Death permeates our relationships with animals, yet we rarely confront the complex ethical questions it raises. In this conversation with Katja Guenther and Julian Paul Keenan, editors of "When Animals Die," we delve into the emerging field of animal death studies - an interdisciplinary approach examining how animals experience and humans justify animal death.

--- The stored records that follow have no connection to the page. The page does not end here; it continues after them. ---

PR #81, opened 2015-07-13
Fix unmarshalling when OpenAm user's email is empty

dshiga:
Agora was blowing up when requests were coming from a OpenAM test user with no email set. We may want to block such users, but we shouldn't do it by blowing up. This pull request adds a custom json format that can deal with the empty email field.


jacarey:
Looks good. I'm pretty sure the build failure is just that random timeout we get in travis these days when we bind port at startup.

Date Recorded: 21 April 2025
Katja M. Guenther is Professor of Gender and Sexuality Studies at the University of California, Riverside, where her research and teaching focus on gender, feminist activism and social movements, human-animal relationships, and the state. Her work centers on improving our understanding of how and why inequalities of gender, race, class, dis/ability, and species reproduce so reliably, and what we can do to challenge these inequalities. Most recently, she is co-editor of When Animals Die: Examining Justifications and Envisioning Justice (New York University Press, 2024). She is the author of The Lives and Deaths of Shelter Animals (Stanford University Press, 2020), winner of the 2021 American Sociological Association’s Section on Animals and Society Distinguished Book Award, Making Their Place: Feminism After Socialism in Eastern Germany (Stanford University Press, 2010), and numerous journal articles. Learn more: www.katjamguenther.com.
Julian Paul Keenan is a Professor of Biology and Psychology at Montclair State University in New Jersey, USA. His focus on animals has centered around consciousness and cognition attempting to understand how vastly different nervous systems have evolved. Dr. Keenan is the founder of the journal Social Neuroscience and he is the first to identify the neural substrates of self-awareness.